→ **YOUR OBJECTIVE**
With no words added or dropped, transcribe the listing that follows.
[Start of Attachment]
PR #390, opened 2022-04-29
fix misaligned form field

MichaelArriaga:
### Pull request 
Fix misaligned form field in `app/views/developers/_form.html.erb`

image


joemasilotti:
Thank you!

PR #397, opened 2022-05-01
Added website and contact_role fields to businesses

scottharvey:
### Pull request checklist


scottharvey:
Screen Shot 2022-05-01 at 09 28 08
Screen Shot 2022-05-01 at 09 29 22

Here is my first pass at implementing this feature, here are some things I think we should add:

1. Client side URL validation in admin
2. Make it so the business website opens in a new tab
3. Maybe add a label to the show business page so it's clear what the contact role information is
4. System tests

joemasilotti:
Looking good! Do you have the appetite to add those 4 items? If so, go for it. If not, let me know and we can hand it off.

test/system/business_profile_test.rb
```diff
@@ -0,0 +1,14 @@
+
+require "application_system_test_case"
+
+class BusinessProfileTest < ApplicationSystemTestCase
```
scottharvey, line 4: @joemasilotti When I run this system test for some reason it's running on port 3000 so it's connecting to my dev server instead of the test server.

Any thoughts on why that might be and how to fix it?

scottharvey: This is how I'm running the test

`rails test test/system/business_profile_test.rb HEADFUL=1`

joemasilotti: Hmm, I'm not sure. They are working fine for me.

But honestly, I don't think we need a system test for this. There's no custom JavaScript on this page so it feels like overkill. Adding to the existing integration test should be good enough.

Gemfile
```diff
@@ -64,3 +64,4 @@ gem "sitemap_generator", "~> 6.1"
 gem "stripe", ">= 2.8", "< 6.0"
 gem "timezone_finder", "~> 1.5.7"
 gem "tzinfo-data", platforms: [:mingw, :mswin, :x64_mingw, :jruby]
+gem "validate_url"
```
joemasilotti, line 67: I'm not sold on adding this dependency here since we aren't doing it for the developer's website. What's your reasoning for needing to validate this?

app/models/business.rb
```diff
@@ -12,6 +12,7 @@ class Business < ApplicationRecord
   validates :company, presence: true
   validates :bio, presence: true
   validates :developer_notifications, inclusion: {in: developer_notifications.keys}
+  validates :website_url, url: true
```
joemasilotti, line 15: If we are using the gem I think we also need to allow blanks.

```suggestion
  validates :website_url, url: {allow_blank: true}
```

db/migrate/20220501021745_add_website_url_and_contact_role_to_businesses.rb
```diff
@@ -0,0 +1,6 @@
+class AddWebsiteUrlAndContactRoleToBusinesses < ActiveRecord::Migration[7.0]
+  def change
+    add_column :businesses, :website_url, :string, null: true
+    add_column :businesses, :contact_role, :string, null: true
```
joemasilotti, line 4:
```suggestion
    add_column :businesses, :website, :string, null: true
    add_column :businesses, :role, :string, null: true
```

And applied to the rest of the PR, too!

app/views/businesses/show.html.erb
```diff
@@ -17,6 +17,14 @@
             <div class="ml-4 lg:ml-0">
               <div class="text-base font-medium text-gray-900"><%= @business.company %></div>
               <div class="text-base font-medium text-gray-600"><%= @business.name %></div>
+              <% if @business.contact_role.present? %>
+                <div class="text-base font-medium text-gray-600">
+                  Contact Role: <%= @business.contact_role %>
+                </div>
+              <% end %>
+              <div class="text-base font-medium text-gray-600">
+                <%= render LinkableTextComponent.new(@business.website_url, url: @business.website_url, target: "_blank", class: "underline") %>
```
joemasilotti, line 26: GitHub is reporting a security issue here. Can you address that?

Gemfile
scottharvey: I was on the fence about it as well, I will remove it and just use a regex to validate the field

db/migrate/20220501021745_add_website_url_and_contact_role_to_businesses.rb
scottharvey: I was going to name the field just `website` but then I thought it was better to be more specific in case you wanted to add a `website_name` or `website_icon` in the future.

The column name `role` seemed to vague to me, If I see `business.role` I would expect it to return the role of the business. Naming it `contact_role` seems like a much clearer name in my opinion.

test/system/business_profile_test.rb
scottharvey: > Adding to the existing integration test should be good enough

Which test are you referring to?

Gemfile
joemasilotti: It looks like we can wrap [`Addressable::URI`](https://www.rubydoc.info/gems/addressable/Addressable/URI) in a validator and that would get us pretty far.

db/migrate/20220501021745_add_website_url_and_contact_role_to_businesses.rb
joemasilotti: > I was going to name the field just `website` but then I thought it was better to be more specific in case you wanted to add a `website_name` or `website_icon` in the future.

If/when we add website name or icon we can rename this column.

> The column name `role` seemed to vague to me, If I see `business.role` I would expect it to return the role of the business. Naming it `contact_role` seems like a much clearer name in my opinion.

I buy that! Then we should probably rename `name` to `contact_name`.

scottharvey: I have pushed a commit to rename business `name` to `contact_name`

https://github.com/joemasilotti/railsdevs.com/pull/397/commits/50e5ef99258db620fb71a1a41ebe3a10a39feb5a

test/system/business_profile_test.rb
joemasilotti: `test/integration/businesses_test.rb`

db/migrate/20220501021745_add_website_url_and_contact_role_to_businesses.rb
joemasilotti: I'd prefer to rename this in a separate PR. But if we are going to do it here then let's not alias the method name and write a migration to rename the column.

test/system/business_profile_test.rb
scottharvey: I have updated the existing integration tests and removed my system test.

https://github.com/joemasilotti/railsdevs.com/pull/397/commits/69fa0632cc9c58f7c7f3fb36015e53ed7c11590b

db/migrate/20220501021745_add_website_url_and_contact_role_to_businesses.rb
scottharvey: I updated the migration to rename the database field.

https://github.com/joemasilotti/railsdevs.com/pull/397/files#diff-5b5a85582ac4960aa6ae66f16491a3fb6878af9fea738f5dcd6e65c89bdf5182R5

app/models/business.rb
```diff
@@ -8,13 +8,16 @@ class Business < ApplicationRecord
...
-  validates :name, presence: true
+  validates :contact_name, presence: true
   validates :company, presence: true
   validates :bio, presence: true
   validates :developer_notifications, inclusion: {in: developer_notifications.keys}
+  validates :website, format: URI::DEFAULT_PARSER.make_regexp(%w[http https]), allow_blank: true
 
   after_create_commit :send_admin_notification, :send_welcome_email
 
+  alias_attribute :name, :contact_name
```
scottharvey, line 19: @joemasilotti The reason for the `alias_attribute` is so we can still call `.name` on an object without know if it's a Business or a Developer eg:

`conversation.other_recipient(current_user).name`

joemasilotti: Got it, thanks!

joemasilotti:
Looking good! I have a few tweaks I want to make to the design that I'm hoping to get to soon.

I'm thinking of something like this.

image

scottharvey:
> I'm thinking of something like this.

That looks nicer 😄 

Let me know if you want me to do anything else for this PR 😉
[End of Attachment]
→ **ANSWER FOR THIS EXERCISE**
PR #390, opened 2022-04-29
fix misaligned form field

MichaelArriaga:
### Pull request 
Fix misaligned form field in `app/views/developers/_form.html.erb`

image


joemasilotti:
Thank you!

PR #397, opened 2022-05-01
Added website and contact_role fields to businesses

scottharvey:
### Pull request checklist


scottharvey:
Screen Shot 2022-05-01 at 09 28 08
Screen Shot 2022-05-01 at 09 29 22

Here is my first pass at implementing this feature, here are some things I think we should add:

1. Client side URL validation in admin
2. Make it so the business website opens in a new tab
3. Maybe add a label to the show business page so it's clear what the contact role information is
4. System tests

joemasilotti:
Looking good! Do you have the appetite to add those 4 items? If so, go for it. If not, let me know and we can hand it off.

test/system/business_profile_test.rb
```diff
@@ -0,0 +1,14 @@
+
+require "application_system_test_case"
+
+class BusinessProfileTest < ApplicationSystemTestCase
```
scottharvey, line 4: @joemasilotti When I run this system test for some reason it's running on port 3000 so it's connecting to my dev server instead of the test server.

Any thoughts on why that might be and how to fix it?

scottharvey: This is how I'm running the test

`rails test test/system/business_profile_test.rb HEADFUL=1`

joemasilotti: Hmm, I'm not sure. They are working fine for me.

But honestly, I don't think we need a system test for this. There's no custom JavaScript on this page so it feels like overkill. Adding to the existing integration test should be good enough.

Gemfile
```diff
@@ -64,3 +64,4 @@ gem "sitemap_generator", "~> 6.1"
 gem "stripe", ">= 2.8", "< 6.0"
 gem "timezone_finder", "~> 1.5.7"
 gem "tzinfo-data", platforms: [:mingw, :mswin, :x64_mingw, :jruby]
+gem "validate_url"
```
joemasilotti, line 67: I'm not sold on adding this dependency here since we aren't doing it for the developer's website. What's your reasoning for needing to validate this?

app/models/business.rb
```diff
@@ -12,6 +12,7 @@ class Business < ApplicationRecord
   validates :company, presence: true
   validates :bio, presence: true
   validates :developer_notifications, inclusion: {in: developer_notifications.keys}
+  validates :website_url, url: true
```
joemasilotti, line 15: If we are using the gem I think we also need to allow blanks.

```suggestion
  validates :website_url, url: {allow_blank: true}
```

db/migrate/20220501021745_add_website_url_and_contact_role_to_businesses.rb
```diff
@@ -0,0 +1,6 @@
+class AddWebsiteUrlAndContactRoleToBusinesses < ActiveRecord::Migration[7.0]
+  def change
+    add_column :businesses, :website_url, :string, null: true
+    add_column :businesses, :contact_role, :string, null: true
```
joemasilotti, line 4:
```suggestion
    add_column :businesses, :website, :string, null: true
    add_column :businesses, :role, :string, null: true
```

And applied to the rest of the PR, too!

app/views/businesses/show.html.erb
```diff
@@ -17,6 +17,14 @@
             <div class="ml-4 lg:ml-0">
               <div class="text-base font-medium text-gray-900"><%= @business.company %></div>
               <div class="text-base font-medium text-gray-600"><%= @business.name %></div>
+              <% if @business.contact_role.present? %>
+                <div class="text-base font-medium text-gray-600">
+                  Contact Role: <%= @business.contact_role %>
+                </div>
+              <% end %>
+              <div class="text-base font-medium text-gray-600">
+                <%= render LinkableTextComponent.new(@business.website_url, url: @business.website_url, target: "_blank", class: "underline") %>
```
joemasilotti, line 26: GitHub is reporting a security issue here. Can you address that?

Gemfile
scottharvey: I was on the fence about it as well, I will remove it and just use a regex to validate the field

db/migrate/20220501021745_add_website_url_and_contact_role_to_businesses.rb
scottharvey: I was going to name the field just `website` but then I thought it was better to be more specific in case you wanted to add a `website_name` or `website_icon` in the future.

The column name `role` seemed to vague to me, If I see `business.role` I would expect it to return the role of the business. Naming it `contact_role` seems like a much clearer name in my opinion.

test/system/business_profile_test.rb
scottharvey: > Adding to the existing integration test should be good enough

Which test are you referring to?

Gemfile
joemasilotti: It looks like we can wrap [`Addressable::URI`](https://www.rubydoc.info/gems/addressable/Addressable/URI) in a validator and that would get us pretty far.

db/migrate/20220501021745_add_website_url_and_contact_role_to_businesses.rb
joemasilotti: > I was going to name the field just `website` but then I thought it was better to be more specific in case you wanted to add a `website_name` or `website_icon` in the future.

If/when we add website name or icon we can rename this column.

> The column name `role` seemed to vague to me, If I see `business.role` I would expect it to return the role of the business. Naming it `contact_role` seems like a much clearer name in my opinion.

I buy that! Then we should probably rename `name` to `contact_name`.

scottharvey: I have pushed a commit to rename business `name` to `contact_name`

https://github.com/joemasilotti/railsdevs.com/pull/397/commits/50e5ef99258db620fb71a1a41ebe3a10a39feb5a

test/system/business_profile_test.rb
joemasilotti: `test/integration/businesses_test.rb`

db/migrate/20220501021745_add_website_url_and_contact_role_to_businesses.rb
joemasilotti: I'd prefer to rename this in a separate PR. But if we are going to do it here then let's not alias the method name and write a migration to rename the column.

test/system/business_profile_test.rb
scottharvey: I have updated the existing integration tests and removed my system test.

https://github.com/joemasilotti/railsdevs.com/pull/397/commits/69fa0632cc9c58f7c7f3fb36015e53ed7c11590b

db/migrate/20220501021745_add_website_url_and_contact_role_to_businesses.rb
scottharvey: I updated the migration to rename the database field.

https://github.com/joemasilotti/railsdevs.com/pull/397/files#diff-5b5a85582ac4960aa6ae66f16491a3fb6878af9fea738f5dcd6e65c89bdf5182R5

app/models/business.rb
```diff
@@ -8,13 +8,16 @@ class Business < ApplicationRecord
...
-  validates :name, presence: true
+  validates :contact_name, presence: true
   validates :company, presence: true
   validates :bio, presence: true
   validates :developer_notifications, inclusion: {in: developer_notifications.keys}
+  validates :website, format: URI::DEFAULT_PARSER.make_regexp(%w[http https]), allow_blank: true
 
   after_create_commit :send_admin_notification, :send_welcome_email
 
+  alias_attribute :name, :contact_name
```
scottharvey, line 19: @joemasilotti The reason for the `alias_attribute` is so we can still call `.name` on an object without know if it's a Business or a Developer eg:

`conversation.other_recipient(current_user).name`

joemasilotti: Got it, thanks!

joemasilotti:
Looking good! I have a few tweaks I want to make to the design that I'm hoping to get to soon.

I'm thinking of something like this.

image

scottharvey:
> I'm thinking of something like this.

That looks nicer 😄 

Let me know if you want me to do anything else for this PR 😉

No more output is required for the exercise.